PR #4257, opened 2022-01-08
[MSPAINT] Prepare for debugging

katahiromz:
## Purpose
This PR helps the developers debug our Paint software.
JIRA issue: [CORE-17969](https://jira.reactos.org/browse/CORE-17969)

## Proposed changes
☆ ☆ ☆ ☆
• _WHAT IS EXPECTED_:
All lines from the one that holds "[MSPAINT] Prepare for debugging" to the end of the entries above must be transcribed exactly, both ends included, and no others.

• _THE COMPLETED TASK_:
[MSPAINT] Prepare for debugging

katahiromz:
## Purpose
This PR helps the developers debug our Paint software.
JIRA issue: [CORE-17969](https://jira.reactos.org/browse/CORE-17969)

## Proposed changes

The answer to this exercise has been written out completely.